Wednesday, August 08, 2007

It's all in the packaging...

Kids think food in McDonald's wrapper tastes better

The Associated Press

Any food packaged by McDonald's tastes better to most preschoolers, says a study that powerfully demonstrates how advertising can trick the taste buds of young children.

Even carrots, milk and apple juice tasted better to kids if it was wrapped in the familiar packaging of the Golden Arches. The study had youngsters sample identical McDonald's foods in name-brand or unmarked wrappers. The unmarked foods always lost the taste test.

"You see a McDonald's label and kids start salivating," said Diane Levin, a childhood development specialist who campaigns against advertising to kids. She had no role in the research.

Study author Dr. Tom Robinson said the kids' perception of taste was "physically altered by the branding." The Stanford University researcher said it was remarkable how children so young were already so influenced by advertising.

The study involved 63 low-income children aged three to five from Head Start centres in San Mateo County, Calif. Robinson believes the results would be similar for children from wealthier families. The research, appearing in August's Archives of Pediatrics & Adolescent Medicine, was funded by Stanford and the Robert Wood Johnson Foundation.

The study will likely stir more debate over the movement to restrict ads to kids. It comes less than a month after 11 major food and drink companies, including McDonald's, announced new restrictions on marketing to children under 12.

McDonald's says the only Happy Meals it will promote to young children will contain fruit and have fewer calories and less fat.

"This is an important subject and McDonald's has been actively addressing it for quite some time," said company spokesman Walt Riker. "We've always wanted to be part of the solution and we are providing solutions."

But Dr.

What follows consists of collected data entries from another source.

PR #1296, opened 2026-08-07
(new core) [WIP] Numeric aggregate differential oracle, and the maintenance defects it found

aeplay:
> **Currently red by design.** The oracle is in; the fixes for what it found are in progress and will land on this same branch. Do not merge until the arms below are green.

The maintained-vs-one-shot differential oracle mentioned aggregates ~39 times but exercised only **`count`**, over a value space of `Uuid`/`String`/`U64`/`Bool` — no numeric aggregation and no `F64` at all. So nothing checked that a maintained numeric aggregate agrees with a one-shot recompute.

That matters because aggregate output **travels over the wire** as a synthetic result row (`crates/jazz/src/protocol.rs:1555`) rather than being recomputed per replica. The exposure is a client receiving a maintained value, then a later rehydrate recomputing it differently and contradicting what it was already shown.

## What the oracle now covers

Grouped, **multi-row** `F64`/`I64`/`U64` across `count`/`sum`/`avg`/`min`/`max`, a normal-scale F64 control, nullable inputs, and insert→update→retract churn at depths of 10 / 1,000 / 100,000.

Two deliberate design choices:

- **An integer control arm.** `I64`/`U64` aggregates must agree **exactly**. This is what separates "floating point is hard" from "our aggregation is wrong".
- **Tolerance relative to Σ|x|**, not to the result. Under catastrophic cancellation the result approaches zero while absolute error does not, so a result-relative tolerance is unbounded and fails on adversarial input.

`min`/`max`/`count` are asserted **exactly** — they are selection or counting, not accumulation.

## What it found — none of it floating-point

**1. Exact integer sums diverge.** `docs_i64_sum_by_bucket`, seed 11, `fuzz-step-0`: maintained `-5`, one-shot `-1`. `I64 sum` is exact arithmetic; this is a plain correctness bug in incremental maintenance.

**2. `avg` is wrong by a constant, independent of churn depth.**

| depth | avg maintained | avg one-shot | avg error | sum error |
|---:|---:|---:|---:|---:|
| 10 | 0.29333333 | 0.02 | 2.733e-1 | **0** |
| 1,000 | 0.19333333 | 0.02 | 1.733e-1 | **0** |
| 100,000 | 0.19333333 | 0.02 | 1.733e-1 | **0** |

Identical error at 1,000 and 100,000 updates means a **wrong formula**, not accumulated drift — and `sum` being exact in the same runs points at how `avg` is derived from `sum`/`count`.

**3. Normal-scale F64 sum is wrong after one update.** `error=5e-1`, `tolerance=1.599e-13`, `Σ|x|=2.25`, `maintenance_updates=1`. A 0.5 absolute error on a total absolute magnitude of 2.25 after a single update is semantic, not round-off.

**4. Nullable numeric aggregates are rejected** at validation with `OperandTypeMismatch`, so NULL-skipping, all-NULL and empty-group semantics are unsupported on the maintained path — a gap against what #1125 specifies.

## Why "approximate agreement" cannot be the contract yet

A tolerance would have hidden all of this. In the churn arm, Σ|x| ≈ 2e16 gives a computed tolerance of 2.8e7 — the broken `avg` passes comfortably. Specifying a tolerance for values that are wrong for non-numeric reasons would convert real defects into documented noise.

Once the defects are fixed, the supportable statement is a bound proportional to `ε × (input rows + maintenance updates) × Σ|x|`, with update count bounded by recomputation or rehydration after N updates.

## Verification

Reproduced independently of the implementing lane at `JAZZ_SEED_COUNT=20`: three arms fail — `..._oracle`, `..._oracle_f64_approximate_control`, `..._oracle_null_semantics` — with the figures quoted above. `cargo test -p groove` **0** (405 passed), `cargo check --workspace --all-targets` **0**, `cargo fmt --check` **0**, `clippy` **101** (only the known `warm_reopen_differential` lint).

## Relationship to the aggregate PRs

#1125 (SQL semantics) and #1126 (transactional maintenance) both touch this path and neither is merged. The in-progress fix work is checking whether either already addresses any of these defects; if so that changes the plan for both. Worth knowing for #1126 in particular: maintenance is not only non-transactional, it computes wrong values.

### DIFF
--- a/crates/jazz/src/node/tests/m3_differential.rs
+++ b/crates/jazz/src/node/tests/m3_differential.rs
@@ -17,7 +17,10 @@
 // | projection with includes                     | `docs_projected_with_doc_access`            |
 // | relation traversal facade, forward hop       | `docs_relation_facade_direct_access`        |
 // | recursive membership                         | both reachable shapes include transitive hops |
-// | aggregate                                    | `docs_count`                                |
+// | aggregate: count, min, max, sum, avg          | `docs_*_by_bucket`                          |
+// | aggregate numeric value types                 | `F64`, `I64`, `U64`                         |
+// | aggregate nullable / empty inputs              | `m3_aggregate_null_semantics`                |
+// | aggregate cancellation and sustained churn     | `m3_aggregate_churn_curve`                   |
 
 #[derive(Clone)]
 struct DifferentialShape {
@@ -32,7 +35,7 @@ struct DifferentialOracle {
     peers: Vec<PeerState>,
     shapes: Vec<DifferentialShape>,
     rows: Vec<BTreeSet<(String, RowUuid)>>,
-    aggregate: AggregateDifferential,
+    aggregates: Vec<AggregateDifferential>,
 }
 
 struct AggregateDifferential {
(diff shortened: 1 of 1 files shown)


aeplay:
🤖 Closing as superseded/already integrated. The extended numeric aggregate oracle is present on `codex/jazz-core-engine-swap`, and `git cherry` confirms this PR’s sole commit is patch-equivalent to the current integration branch. Subsequent merged work also updated the oracle for the collision-free physical aggregate namespace. Any remaining red oracle arms belong in the active test burndown rather than this stale draft.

Victor Strasburger, an author of an American Academy of Pediatrics policy urging limits on marketing to children, said the study shows too little is being done.

"Advertisers have tried to do exactly what this study is talking about — to brand younger and younger children, to instil in them a … desire for a particular brand-name product," he said.

Just two of the 63 children studied said they'd never eaten at McDonald's, and about one-third ate there at least weekly. Most recognized the McDonald's logo, but it was mentioned to those who didn't.

The study included three McDonald's menu items — hamburgers, chicken nuggets and french fries — and store-bought milk or juice and carrots. Children got two identical samples of each food on a tray, one in McDonald's wrappers or cups and the other in plain, unmarked packaging. The kids were asked if they tasted the same or if one was better. (Some children didn't taste all the foods.)

McDonald's-labelled samples were the clear favourites. French fries were the biggest winner; almost 77 per cent said the labelled fries tasted best while only 13 per cent preferred the others.

Fifty-four per cent preferred McDonald's-wrapped carrots versus 23 per cent who liked the plain-wrapped sample. The only results not statistically clear-cut involved the hamburgers, with 29 kids choosing McDonald's-wrapped burgers and 22 choosing the unmarked ones.

Less than 25 per cent of the children said both samples of all foods tasted the same.